Sutton attached certain real property owned by Phifer. Sutton and Phifer entered into an agreement whereby the attachment was dissolved so the property could be sold. The agreement further provided the funds from the sale would be escrowed.
After the property was sold and the funds escrowed, the parties realized that the property sold was not the same property which had been attached. The parties submitted a consent order which reinstated the attachment lien and released a portion of the escrowed funds to Phifer.
Shortly thereafter, in an unrelated matter Phifer confessed judgment to Maynard and gave his consent for Maynard to satisfy the judgment out of the escrowed funds. The escrow agent refused to release the funds. This action followed.
Attachment is a purely statutory remedy. S.C. Code Ann. § 15-19-10 et seq. (1976); Bank Repossessions v. Mobile America Corp., 268 S.C. 622, 235 S.E.2d 709 (1977).

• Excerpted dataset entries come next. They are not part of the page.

PR #5275, opened 2025-10-14
Replace intro demos with more educational code/text

rodja:
### Motivation

The main page demos are often the first code examples new users see. The previous demos (Styling, Common UI Elements, and Value Binding) showed what was possible but didn't effectively communicate NiceGUI's new core paradigm: building SPAs with a root function as the single entry point. This is a fundamental pattern that users should grasp early, especially those transitioning from frameworks like Streamlit.
The old demos also introduced too many concepts at once without clear educational flow, making it harder for newcomers to form the right mental model.

### Implementation

- replace old intro-demos with two new demos (single page app & reactive transformations). I would have liked a third one which demonstrates global state but had no good idea yet. So I'll leave it for another PR.
- changed `@ui.page` decorator in feature list with `ui.sub_pages` to establish SPA as the primary pattern.
- some improved infrastructure
  - by returning `root` the `@demo` helper automatically executes the root function and replaces the code to display with `ui.run(root)` (it is not used everywhere yet to minimize diff of this PR and reduce collisions with ideas from #5274)
  - made `FakeSubPages.link()` return `ui.label` to enable method chaining
 
### Progress

### DIFF
--- a/website/documentation/intro.py
+++ b/website/documentation/intro.py
@@ -68,7 +68,7 @@ def create_intro() -> None:
         When a new value arrives, it emits an event for the chart to be updated.
     ''')
     def event_system_demo():
-        from datetime import datetime
+        import time
 
         from nicegui import Event, app
 
@@ -87,7 +87,7 @@ def create_intro() -> None:
 
             def update_chart(temperature: float):
                 data = chart.options['series'][0]['data']
-                data.append([datetime.now().timestamp() * 1000, temperature])
+                data.append([time.time(), temperature])
                 if len(data) > 10:
                     data.pop(0)
 
@@ -95,7 +95,7 @@ def create_intro() -> None:
             # END OF DEMO
 
             data = chart.options['series'][0]['data']
-            data.append([datetime.now().timestamp() * 1000, 24.0])
+            data.append([time.time(), 24.0])
             ui.timer(1.0, lambda: update_chart(round(data[-1][1] + (random.random() - 0.5), 1)), immediate=False)
         app  # noqa: B018 to avoid unused import warning
 


website/documentation/intro.py
```diff
@@ -3,57 +3,58 @@
...
-        ui.icon('thumb_up')
-        ui.markdown('This is **Markdown**.')
-        ui.html('This is <strong>HTML</strong>.', sanitize=False)
-        with ui.row():
-            ui.label('CSS').style('color: #888; font-weight: bold')
-            ui.label('Tailwind').classes('font-serif')
-            ui.label('Quasar').classes('q-ml-xl')
-        ui.link('NiceGUI on GitHub', 'https://github.com/zauberzeug/nicegui')
+    @_main_page_demo('Single Page App', '''
+        Build applications with fast client-side routing using [`ui.sub_pages`](/documentation/sub_pages) and a `root` function as single entry point.
```
evnchn: But we still have this. 

image

> NOTE: This is an experimental feature, and the API is subject to change.

rodja:
> Importantly, I don't think we can put sub-pages at the spotlight while the API is still warned to be subject-to-change in the documentations.

You are right. I just talked to @falkoschindler and we agreed to remove the warning. It's about time!

rodja:
> While we're at it can we also spotlight the new Event system? 

Yes, I would really like that. But such a demo is blocked by #5231. Otherwise opening two tabs will have a high chance of not seeing the triggered events (because you land on another instance). Let's leave it for another PR.

evnchn:
> ...  spotlight the new Event system ... blocked by #5231

If the source of the events are not triggerable by user but come from hypothetical sources, we can easily get away with it. 

Imagine a demo:

```py
from nicegui import ui, app, Event

temperature_event = Event[int]()

@app.get('/temperature_sensor')
def temperature_sensor_webhook(temperature: float):
    temperature_event.emit(temperature)

@ui.page('/')
def temperature_dashboard():
    # some logic to subscribe to the temperature_event
```

We won't really expose `/temperature_sensor` in reality, though. 

And then we mock the demo with fluctuating temperatures from 24 to 26 degree celsius.

rodja:
> If the source of the events are not triggerable by user but come from hypothetical sources, we can easily get away with it.

Great idea. I also like that it would demonstrate the integration with FastAPI RESTful APIs!

rodja:
@evnchn would you like to take a shot at the third demo and test your new write permissions?

evnchn:
https://github.com/zauberzeug/nicegui/pull/5275/commits/8fcfbadd6ceb3b17f363273df1c3840c4f558a64

Did not wound up adding a link to RoSys since the rest of the demo text is so short.

rodja:
Thanks @evnchn. I replaced the log with an echart to squeeze in some data visualization. Even if the demo is a bit longer that way, I think its worth it.

evnchn:
> more "wow"

A good idea in general because some of the examples are too simple, really. 

Going forward I envision a "level select" for any demo's technical depth, possibly from "basic", "advanced" to "expert". 

See if that's considerable. If so can go to https://github.com/orgs/zauberzeug/projects/6 (may need designer's help to elegantly put a selector in the existing demo)

rodja:
> Going forward I envision a "level select" for any demo's technical depth, possibly from "basic", "advanced" to "expert".

I'm not sure if that is a good idea. It would add quite a bit of complexity. I think the intro-demos should be a a mix of 33% "nice", 33% "wow" and 33% "aha". We have the in-depth examples for advanced and expert users.

falkoschindler (approved):
As discussed with @rodja, I filled the SPA with a `ui.table` and a `ui.leaflet` map to make it visually more interesting. At the same time I tried to keep the code short and simple. The generic "row-click" event is a bit tricky, but I think it's good enough for now.

Let's merge this and further improve on a separate PR.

The statutory provisions must be strictly construed. Brewer v. Graydon, 233 S.C. 124, 103 S.E.2d 767 (1958). An attachment lien arises only when the statutory procedure has been strictly followed.
The property sold was never subject to Sutton's attachment lien. Any claim Sutton may have against the escrowed funds would not have priority over Maynard's judgment lien. We hold the trial court erred in subordinating Maynard's lien.
Reversed.
LITTLEJOHN, C.J., and GREGORY, HARWELL and CHANDLER, JJ., concur.